# Weight Class Sticker And Inspections



## rdvholtwood

Going into our 3rd season with our Outback, I felt that I should probably have the brakes and wheel bearings checked out. In conversation with a local RV dealer, they had asked when was the last time I had my TT inspected.......? I told them never? As I bought my TT from a show from an RV dealer based in NY, It was never brought up about inspections. The good news is that everything checked out ok and I now learned that I needed to get a yearly inspection.

In addition to the PA state inspection, I also found out that my TV, a Dodge RAM 2500, should have a weight class sticker....What I found out is that based on the vehicles weight rating, I was required to have a sticker in addition to my inspection and emission stickers. Due to the weight rating being 8800 lbs, I will now be required to display a class "3" sticker.

I am not sure if this is the case in other states (inspection and weight class), but, would be curious to know if your state requires this.


----------



## clarkely

rdvholtwood said:


> Going into our 3rd season with our Outback, I felt that I should probably have the brakes and wheel bearings checked out. In conversation with a local RV dealer, they had asked when was the last time I had my TT inspected.......? I told them never? As I bought my TT from a show from an RV dealer based in NY, It was never brought up about inspections. The good news is that everything checked out ok and I now learned that I needed to get a yearly inspection.
> 
> In addition to the PA state inspection, I also found out that my TV, a Dodge RAM 2500, should have a weight class sticker....What I found out is that based on the vehicles weight rating, I was required to have a sticker in addition to my inspection and emission stickers. Due to the weight rating being 8800 lbs, I will now be required to display a class "3" sticker.
> 
> I am not sure if this is the case in other states (inspection and weight class), but, would be curious to know if your state requires this.

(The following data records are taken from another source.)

PR #517, opened 2026-03-13
Add BSON signature for drop_collection and drop_database

v-sathvik:
- Add BSON signature for drop_collection in Extension
  - Add BSON signature for drop_database in Extension
  - Update Gateway to pass full BSON for drop_collection and drop_database                                                                                                    
  - Add drop_collection and drop_database BSON regression tests
  - Add Gateway integration tests for both commands                                                                                                                           
                  
  #### Summary:
  Currently the Gateway extracted scalar fields (db name, collection name) from the client's
  OP_MSG BSON and passed them individually to the Extension. This discarded session info
  (lsid), writeConcern, and other fields.

  This change adds new BSON-accepting signatures `drop_collection(bson)` and
  `drop_database(bson)` so the Gateway passes the complete client BSON to the Extension.
  The Extension parses the BSON internally to extract the needed fields. The legacy text
  signatures are preserved for backward compatibility.

  Gateway routing uses `extension_supports_bson_passthrough()` to switch between BSON
  and legacy paths — depends on PR #514 (version-check infrastructure) merging first.

  Related to #440, #492, #514


pg_documentdb/src/commands/drop_collection.c
```diff
@@ -190,7 +249,68 @@ command_drop_collection(PG_FUNCTION_ARGS)
...
+	args.hasUuid = !PG_ARGISNULL(1);
+	if (args.hasUuid)
+	{
+		args.collectionUuid = PG_GETARG_DATUM(1);
+	}
+	args.trackChanges = PG_ARGISNULL(2) ? true : PG_GETARG_BOOL(2);
+
+	ThrowIfServerOrTransactionReadOnly();
+
+	PG_RETURN_BOOL(ValidateAndExecuteDrop(&args, commandSpec, NULL));
```
visridha: prefer to return a bson with OK: 1

pg_documentdb_gw/documentdb_gateway_core/src/configuration/dynamic.rs
```diff
@@ -29,6 +29,12 @@ pub trait DynamicConfiguration: Send + Sync + Debug {
     // Needed to downcast to concrete type
     fn as_any(&self) -> &dyn std::any::Any;
 
+    /// Temporary stub . Remove after PR#514 merges —
```
AndrewKhoma, line 32: so should we take a dependency on that PR and wait for it to merge prior to merging this one?

pg_documentdb/sql/udfs/schema_mgmt/drop_collection--0.111-0.sql
```diff
@@ -0,0 +1,20 @@
+/* with BSON */
+CREATE OR REPLACE FUNCTION __API_SCHEMA_V2__.drop_collection(
```
AndrewKhoma, line 2: should we have `DROP FUNCTION IF EXISTS __API_SCHEMA_V2__.drop_collection CASCADE;`?

pg_documentdb/sql/udfs/schema_mgmt/drop_collection--latest.sql
```diff
@@ -25,3 +25,24 @@ LANGUAGE C
 AS 'MODULE_PATHNAME', $function$command_drop_collection$function$;
 COMMENT ON FUNCTION documentdb_api_v2.drop_collection(text,text,__CORE_SCHEMA_V2__.bson,uuid,bool)
     IS 'drop a collection';
+
+/* with BSON */
+CREATE OR REPLACE FUNCTION __API_SCHEMA_V2__.drop_collection(
```
AndrewKhoma, line 30: previous sql functions had `DROP FUNCTION IF EXISTS documentdb_api_v2.drop_collection CASCADE;` before their definition, should we have the same here?

pg_documentdb/src/commands/drop_collection.c
```diff
@@ -61,53 +116,58 @@ command_drop_collection(PG_FUNCTION_ARGS)
...
+		DistributedRunCommandResult result = RunCommandOnMetadataCoordinator(
+			dropQuery->data);
 
 		if (!result.success)
 		{
 			ereport(ERROR, (errcode(ERRCODE_DOCUMENTDB_INTERNALERROR),
 							errmsg(
 								"Internal error dropping collection in metadata coordinator"),
-							errdetail_log(
-								"Internal error dropping collection in metadata coordinator %s",
```
AndrewKhoma, line 96: why do we change the error message here?

pg_documentdb/src/commands/drop_database.c
```diff
@@ -0,0 +1,121 @@
...
+static void
+ExecuteDropDatabase(const char *databaseName)
+{
+	/* Delegate to the existing drop_database(text) which already handles
+	 * querying the collections catalog and dropping each collection. */
+	StringInfo dropQuery = makeStringInfo();
+	appendStringInfo(dropQuery,
+					 "SELECT %s.drop_database(%s)",
+					 ApiSchemaName,
+					 quote_literal_cstr(databaseName));
```
AndrewKhoma, line 87: why are we calling this select function if we can drop collections directly from the backend? feels like some slowdown. @LordParag what do you think?

pg_documentdb/src/test/regress/basic_schedule
```diff
@@ -16,6 +16,8 @@ test: bson_aggregation_pipeline_tests_merge_objects_group bson_aggregation_curso
 test: bson_aggregation_pipeline_tests_stddevpopsamp_group readonly_transaction_tests bson_orderby_composite_filtering_tests bson_composite_index_tests_wildcard_tests
 test: commands_create_indexes_background_bgworker commands_create_view_tests bson_expr_index_pushdown_tests
 test: collection_management!PG18_OR_HIGHER! bson_aggregation_cursor_tests_txn bson_composite_index_tests_multi_key
+test: drop_collection_bson_spec
+test: drop_database_bson_spec
```
AndrewKhoma, line 20: can we merge these together?

pg_documentdb_gw/documentdb_gateway_core/src/processor/process.rs
```diff
@@ -121,22 +121,42 @@ pub async fn process_request(
...
             }
             RequestType::Drop => {
-                data_description::process_drop_collection(
-                    request_context,
-                    connection_context,
-                    &dynamic_config,
-                    pg_data_client,
-                )
-                .await
+                if dynamic_config.extension_supports_bson_passthrough() {
```
AndrewKhoma, line 124: let's have this logic inside data_description, rather then here so we don't bloat already big process.rs

pg_documentdb_gw/documentdb_gateway_core/src/processor/process.rs
```diff
@@ -121,22 +121,42 @@ pub async fn process_request(
...
             }
             RequestType::DropDatabase => {
-                data_description::process_drop_database(
-                    request_context,
-                    connection_context,
-                    &dynamic_config,
-                    pg_data_client,
-                )
-                .await
+                if dynamic_config.extension_supports_bson_passthrough() {
```
AndrewKhoma, line 143: same comment as above

pg_documentdb_gw/documentdb_tests/src/commands/drop_collection.rs
```diff
@@ -0,0 +1,73 @@
...
+const ERR_UNKNOWN_BSON_FIELD: i32 = 40415; // ERRCODE_DOCUMENTDB_UNKNOWNBSONFIELD (M0088)
+
+pub async fn validate_drop_collection_basic(db: &Database) -> Result<(), Error> {
+    db.collection::<Document>("test_coll")
+        .insert_one(doc! { "_id": 1, "a": 1 })
+        .await?;
+
+    let result = db.run_command(doc! { "drop": "test_coll" }).await?;
+
+    assert_eq!(result.get_f64("ok").unwrap(), 1.0);
```
AndrewKhoma, line 26: nit, can we not unwrap, but rather check the option?

pg_documentdb_gw/documentdb_tests/src/commands/drop_collection.rs
```diff
@@ -0,0 +1,73 @@
+/*-------------------------------------------------------------------------
```
AndrewKhoma, line 1: can we have some test that actually validates the switch between different versions?

pg_documentdb_gw/documentdb_tests/src/commands/drop_database.rs
```diff
@@ -0,0 +1,49 @@
+/*-------------------------------------------------------------------------
```
AndrewKhoma, line 1: can we have a test to validate the work of the switch?

pg_documentdb/src/commands/drop_database.c
paragikjain: Yeah, I think it’s better to perform the operation directly in the backend, as it can avoid unnecessary query planning and execution overhead. The only requirement is to fetch all collections for the database from the catalog, after which we can directly invoke the C function to drop each collection.

pg_documentdb/sql/udfs/schema_mgmt/drop_collection--0.111-0.sql
safern: CREATE OR REPLACE is handling this right? REPLACE will make it safe if the function already exists.

pg_documentdb/sql/udfs/schema_mgmt/drop_collection--latest.sql
safern: DROP is usually only needed when the comments or arguments change, if they are identical the REPLACE should handle it.

paragikjain:
hi @v-sathvik 

 just following up on this contribution. We reviewed it about a month ago and had shared some feedback. Could you please take a look and let us know if you plan to address the comments? Happy to help if you need any clarification. Thanks!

I think any trailer over 2200 or 2500 lbs needs to be inspected in pa - or if it has brakes.

You need to watch 3/4 and 1 ton classes for Trucks - especially in Lancaster area........ i have hear of State troopers getting folks for that..... they primarily seemed to hit guys who were using their company vehicles and had them lettered and easily identified as such (contractors) With a suburban or Excursion you are usually okay








but not a Pick Up. Can be big fines as well........


----------



## rdvholtwood

clarkely said:


> Going into our 3rd season with our Outback, I felt that I should probably have the brakes and wheel bearings checked out. In conversation with a local RV dealer, they had asked when was the last time I had my TT inspected.......? I told them never? As I bought my TT from a show from an RV dealer based in NY, It was never brought up about inspections. The good news is that everything checked out ok and I now learned that I needed to get a yearly inspection.
> 
> In addition to the PA state inspection, I also found out that my TV, a Dodge RAM 2500, should have a weight class sticker....What I found out is that based on the vehicles weight rating, I was required to have a sticker in addition to my inspection and emission stickers. Due to the weight rating being 8800 lbs, I will now be required to display a class "3" sticker.
> 
> I am not sure if this is the case in other states (inspection and weight class), but, would be curious to know if your state requires this.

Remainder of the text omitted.